Schaller David, Christ Clara D, Chodera John D, Volkamer Andrea
In Silico Toxicology and Structural Bioinformatics, Institute of Physiology, Charité-Universitätsmedizin Berlin, corporate member of Freie Universität Berlin and Humboldt-Universität zu Berlin, Augustenburger Platz 1, 13353 Berlin, Germany.
Computational and Systems Biology Program, Sloan Kettering Institute, Memorial Sloan Kettering Cancer Center, New York, NY 10065, USA.
bioRxiv. 2023 Sep 14:2023.09.11.557138. doi: 10.1101/2023.09.11.557138.
In recent years machine learning has transformed many aspects of the drug discovery process including small molecule design for which the prediction of the bioactivity is an integral part. Leveraging structural information about the interactions between a small molecule and its protein target has great potential for downstream machine learning scoring approaches, but is fundamentally limited by the accuracy with which protein:ligand complex structures can be predicted in a reliable and automated fashion. With the goal of finding practical approaches to generating useful kinase:inhibitor complex geometries for downstream machine learning scoring approaches, we present a kinase-centric docking benchmark assessing the performance of different classes of docking and pose selection strategies to assess how well experimentally observed binding modes are recapitulated in a realistic cross-docking scenario.
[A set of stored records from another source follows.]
PR #2719, opened 2025-01-24
Fix Former Student part III reward not triggering 

JayH2971:
Had to do full surgery on this quest to understand it. The ending depended on a "click item" trigger that DFU didn't interpret the same as classic. Changed that mechanic (see "_takemageitem_" task), tested and it works properly now.


JayH2971:
There's a problem in Former Student Part III with the quest action "Make X permanent," which is supposed to remove the quest condition from an item (remove green background, make droppable). It's not functioning here, and I don't know why. Sometimes it works, and sometimes not. These screenshots show me having the quest items in my inventory while no quests are active, which is supposed to be impossible. Since the quest is properly scripted and all events light up correctly, I can't fix it more than that.

Screenshot at 2025-01-24 09-36-04
Screenshot at 2025-01-24 09-36-08

Daneel53:
Just resolved text changes between the quests taken by JayH in 2025 and today's state after the big PR #2780 Proofreading Part II from Mentill.
Quest S0000503 as changed here by JayZ is still to be tested.

PR #2723, opened 2025-02-05
Mergable building override automap data (take 2)

ajrb:
This allows building overrides to only replace the automap data for the relevant area of the RMB for the specific building. This effectively enables merging of overridden map data. The picture below shows the town map, first is with the building override data being used (current functionality), second is without the building override (the modified RMB map data taken from Beautiful Cities), and the third is with functionality added by this PR where the building override only overwrites the part it needs to.

autodataMerge

You can see it overwrites some of the nearby buildings, but after adjusting the amount of area it looks very good. (note Beautiful Cities map data doesn't include the random objects and flats that can be displayed using the red grid icon)

autodataMerge2

The unused value of '30' is used to signify no change for that pixel in a building override automap data byte array. See the attached modified building file for an example where the automap data has been changed to only affect the building area. It can be compared to the original from my [Archaeologists mod](https://github.com/ajrb/dfunity-mods/blob/master/Archaeologists/WorldData/PAWNAL03.RMB-857-building3.json).

[PAWNAL03.RMB-857-building3.json](https://github.com/user-attachments/files/18240766/PAWNAL03.RMB-857-building3.json)

### DIFF
--- a/Assets/Scripts/Utility/AssetInjection/WorldDataReplacement.cs
+++ b/Assets/Scripts/Utility/AssetInjection/WorldDataReplacement.cs
@@ -42,6 +42,7 @@ namespace DaggerfallWorkshop.Utility.AssetInjection
     {
         #region Fields & Constants
 
+        public const int AutoMapDataSize = 64 * 64;
         const int noReplacementIndicator = -1;
         const string worldData = "WorldData";
         static readonly string worldDataPath = Path.Combine(Application.streamingAssetsPath, worldData);
@@ -417,8 +418,8 @@ namespace DaggerfallWorkshop.Utility.AssetInjection
                         dfBlock.RmbBlock.FldHeader.BuildingDataList[i].Quality = buildingReplacementData.Quality;
                     if (buildingReplacementData.NameSeed > 0)
                         dfBlock.RmbBlock.FldHeader.BuildingDataList[i].NameSeed = buildingReplacementData.NameSeed;
-                    if (buildingReplacementData.AutoMapData != null && buildingReplacementData.AutoMapData.Length == 64 * 64)
-                        dfBlock.RmbBlock.FldHeader.AutoMapData = buildingReplacementData.AutoMapData;
+
+                    ApplyBuildingReplacementAutoMapData(buildingReplacementData, ref dfBlock.RmbBlock.FldHeader.AutoMapData);
                 }
             }
         }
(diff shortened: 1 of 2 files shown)


ajrb:
I will update all the building overrides in my mods if this PR is merged into a released DFU. WIll also update the tutorial on the forums.

KABoissonneault:
Am I understanding that with this change, mods _have_ to be updated? Or is that just going to be a new best practice? I'd rather avoid any sort of breaking change - granted, world overrides are probably the kind of mod that can always be updated (text files are easy to extract even from packaged mods).

drcarademono:
I'm actually not aware of any mod except for Hazel's that uses the AutoMapData feature in building overrides -- in fact, I'd wager that no one but Hazel knew it exists -- so there's probably little danger of breaking other mods with this.

Assets/Scripts/Utility/AssetInjection/WorldDataReplacement.cs
```diff
@@ -485,6 +486,23 @@ public static int MakeLocationKey(int regionIndex, int locationIndex)
...
+        /// </summary>
+        /// <param name="buildingData">BuildingReplacementData input</param>
+        /// <param name="blockAutoMapData">A reference to the block automap data byte array to merge into</param>
+        public static void ApplyBuildingReplacementAutoMapData(BuildingReplacementData buildingData, ref byte[] blockAutoMapData)
+        {
+            if (buildingData.AutoMapData != null && buildingData.AutoMapData.Length == AutoMapDataSize)
+            {
+                for (int i = 0; i < AutoMapDataSize; i++)
+                {
+                    if (buildingData.AutoMapData[i] != 30)
```
KABoissonneault, line 500: I wish we had an enum for these values, but I think I can see from AutomapEditor.cs `GetColor` what values are used for what. 30 does seem out of supported range

KABoissonneault (approved):

ajrb:
> Am I understanding that with this change, mods _have_ to be updated? Or is that just going to be a new best practice? I'd rather avoid any sort of breaking change - granted, world overrides are probably the kind of mod that can always be updated (text files are easy to extract even from packaged mods).

@KABoissonneault Sorry for the delay replying, been dealing with my dad. This change won't affect any mods at all. All it does is allow for building overrides to only affect the parts of the RMB automap that the building is in and use this previously unused value to mark the rest as unaffected. Before only 1 automap definition would win, now it's possible to merge parts together. Hope that's clear now.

The assembled benchmark data set focuses on the well-studied protein kinase family and comprises a subset of 589 protein structures co-crystallized with 423 ATP-competitive ligands. We find that the docking methods biased by the co-crystallized ligand-utilizing shape overlap with or without maximum common substructure matching-are more successful in recovering binding poses than standard physics-based docking alone. Also, docking into multiple structures significantly increases the chance to generate a low RMSD docking pose. Docking utilizing an approach that combines all three methods (Posit) into structures with the most similar co-crystallized ligands according to shape and electrostatics proofed to be the most efficient way to reproduce binding poses achieving a success rate of 66.9 % across all included systems. The studied docking and pose selection strategies-which utilize the OpenEye Toolkit-were implemented into pipelines of the KinoML framework allowing automated and reliable protein:ligand complex generation for future downstream machine learning tasks. Although focused on protein kinases, we believe the general findings can also be transferred to other protein families.
近年来,机器学习改变了药物发现过程的许多方面,包括小分子设计,而生物活性预测是其中不可或缺的一部分。利用小分子与其蛋白质靶点之间相互作用的结构信息,对下游机器学习评分方法具有巨大潜力,但从根本上受到能否以可靠且自动化的方式预测蛋白质-配体复合物结构准确性的限制。为了找到切实可行的方法,为下游机器学习评分方法生成有用的激酶-抑制剂复合物几何结构,我们提出了一个以激酶为中心的对接基准,评估不同类别的对接和构象选择策略的性能,以评估在实际交叉对接场景中实验观察到的结合模式的重现程度。组装的基准数据集聚焦于研究充分的蛋白激酶家族,包含与423种ATP竞争性配体共结晶的589个蛋白质结构的子集。我们发现,受共结晶配体偏倚的对接方法——利用形状重叠或不利用最大公共子结构匹配——在恢复结合构象方面比单独的基于标准物理的对接更成功。此外,对接多个结构显著增加了生成低均方根偏差对接构象的机会。根据形状和静电将结合所有三种方法(Posit)对接至具有最相似共结晶配体的结构中,被证明是重现结合构象的最有效方法,在所有纳入系统中成功率达到66.9%。所研究的对接和构象选择策略——利用OpenEye工具包——已被纳入KinoML框架的流程中,可为未来下游机器学习任务自动且可靠地生成蛋白质-配体复合物。尽管聚焦于蛋白激酶,但我们相信这些一般性发现也可应用于其他蛋白质家族。